(Stored data entries)
PR #413, opened 2021-12-15
Adding support for applicationMonitoring and cloudNativeFullStack

TigerC10:
Adding support for applicationMonitoring and cloudNativeFullStack with --config-option flag.

Flag name feels a little weird, but it came from this page: https://www.dynatrace.com/support/help/setup-and-configuration/setup-on-container-platforms/kubernetes/set-up-k8s-monitoring#config

Open to suggestions on better names for the flag.

### DIFF
--- a/deploy/install.sh
+++ b/deploy/install.sh
@@ -5,6 +5,7 @@ set -e
 CLI="kubectl"
 SKIP_CERT_CHECK="false"
 ENABLE_VOLUME_STORAGE="false"
+CONFIG_OPTION="classicFullStack"
 CONNECTION_NAME=""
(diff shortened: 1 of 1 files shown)


TigerC10:
I kind of take issue with that, because the install instructions for ActiveGate (the non-kubernetes version) doesn't include all of the possible options/flags for the installer.  Point is, having extra options/flags doesn't _hurt_.

Also, GKE Autopilot is a thing, where host monitoring is not possible.  Instrumenting "applicationOnly" should 100% be a toggle in the Deploy Dynatrace GUI.  Having this flag in the `install.sh` file enables the toggle to be added later.

PR #421, opened 2021-12-21
Removed modifying webhook configurations if they are not found

meik99:
When the operator is deployed by OLM the webhook configurations cannot be easily queried since they have semi random names.
Since certificates were generated and appended to them, the operator failed when in that case since it could not find the configurations to append them to.
With these changes it does not fail anymore if it can't find the configs, but instead just writes log messages accordingly.

Also some minor adjustments were made to the Makefile, deployments and base-CSV so the operator can more reliably be deployed via OLM


config/common/webhook/deployment-webhook.yaml
```diff
@@ -57,6 +57,8 @@ spec:
               path: /healthz
               port: server-port
               scheme: HTTPS
+            initialDelaySeconds: 60
```
chrismuellner, line 60: this introduces a delay on all platforms. why is this needed now?

src/controllers/certificates/webhook_reconciler.go
```diff
@@ -67,64 +62,58 @@ func (r *ReconcileWebhookCertificates) Reconcile(ctx context.Context, request re
 	r.namespace = request.Namespace
 	r.ctx = ctx
 
-	secret, err := r.getSecret()
+	mutatingWebhookConfiguration, err := r.getMutatingWebhookConfiguration(ctx)
 	if err != nil {
-		return reconcile.Result{}, err
+		log.Info("could not find mutating webhook configuration, this is normal when deployed using OLM")
```
chrismuellner, line 67: shouldn't this stop the remaining reconciliation from executing?
in the case of OLM the certificates do not need to be created manually

chrismuellner: the comment on the tests that we are waiting for the certificate secret would make sense here.

should we rethink if always waiting for the certificate secret before startup makes sense?

src/controllers/certificates/webhook_configuration_test.go
```diff
@@ -0,0 +1,64 @@
+package certificates
+
+import (
+	"testing"
+
+	"github.com/stretchr/testify/assert"
+	v1 "k8s.io/api/admissionregistration/v1"
```
chrismuellner, line 7:
```suggestion
	admissionregistrationv1 "k8s.io/api/admissionregistration/v1"
```

src/controllers/certificates/certificate_secret_test.go
```diff
@@ -0,0 +1,234 @@
...
+
+import (
+	"context"
+	"testing"
+
+	"github.com/Dynatrace/dynatrace-operator/src/scheme/fake"
+	"github.com/stretchr/testify/assert"
+	"github.com/stretchr/testify/require"
+	admissionregistrationv1 "k8s.io/api/admissionregistration/v1"
+	v1 "k8s.io/api/core/v1"
```
chrismuellner, line 11:
```suggestion
	corev1 "k8s.io/api/core/v1"
```

src/controllers/certificates/certificate_secret.go
```diff
@@ -0,0 +1,130 @@
...
+	"bytes"
+	"context"
+	"fmt"
+	"reflect"
+	"time"
+
+	"github.com/Dynatrace/dynatrace-operator/src/kubeobjects"
+	"github.com/Dynatrace/dynatrace-operator/src/webhook"
+	"github.com/pkg/errors"
+	v1 "k8s.io/api/admissionregistration/v1"
```
chrismuellner, line 13:
```suggestion
	admissionregistrationv1 "k8s.io/api/admissionregistration/v1"
```

chrismuellner (changes requested):

src/controllers/certificates/webhook_configuration_test.go
meik99: done

src/controllers/certificates/certificate_secret_test.go
meik99: done

src/controllers/certificates/certificate_secret.go
meik99: done

config/common/webhook/deployment-webhook.yaml
chrismuellner: will be removed after logic rework

Makefile
```diff
@@ -199,10 +199,15 @@ bundle: manifests kustomize
...
-	echo 'LABEL com.redhat.delivery.backport=true' >> ./config/olm/$(PLATFORM)/bundle-$(VERSION).Dockerfile
+	echo 'LABEL com.redhat.delivery.backport=true' >> ./config/olm/$(PLATFORM)/bundle-$(VERSION).Dockerfile	
 ifeq ($(PLATFORM), openshift)
 	sed 's/\bkubectl\b/oc/g' ./config/olm/$(PLATFORM)/$(VERSION)/manifests/dynatrace-operator.v$(VERSION).clusterserviceversion.yaml > ./config/olm/$(PLATFORM)/$(VERSION)/manifests/dynatrace-operator.v$(VERSION).clusterserviceversion.yaml.output
 	mv ./config/olm/$(PLATFORM)/$(VERSION)/manifests/dynatrace-operator.v$(VERSION).clusterserviceversion.yaml.output ./config/olm/$(PLATFORM)/$(VERSION)/manifests/dynatrace-operator.v$(VERSION).clusterserviceversion.yaml
+	echo '  com.redhat.openshift.versions: v4.5-v4.9' >> ./config/olm/$(PLATFORM)/$(VERSION)/metadata/annotations.yaml
+	mv ./config/olm/$(PLATFORM)/$(VERSION)/manifests/dynatrace-operator.v$(VERSION).clusterserviceversion.yaml ./config/olm/$(PLATFORM)/$(VERSION)/manifests/dynatrace-operator.clusterserviceversion.yaml
+
+	grep -v 'scorecard' ./config/olm/$(PLATFORM)/$(VERSION)/metadata/annotations.yaml > ./config/olm/$(PLATFORM)/$(VERSION)/metadata/annotations.yaml.output
```
chrismuellner, line 209: this is also relevant if `PLATFORM` is `kubernetes`.

The header `# Annotations for testing.` is also still present.

meik99: adapted makefile

chrismuellner (approved):

PR #425, opened 2021-12-26
Adding k8s-endpoint as command line arg

hackerxben:
Add the possibility to define K8S_ENDPOINT via command line args , If it fails to find the arg the script will default back to the original way of getting the k8s endpoint


chrismuellner:
`install.sh` won't be updated further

_Requirement_
In the records, how many lines have the word "were" in them? Only the number is needed.

_Written answer_
2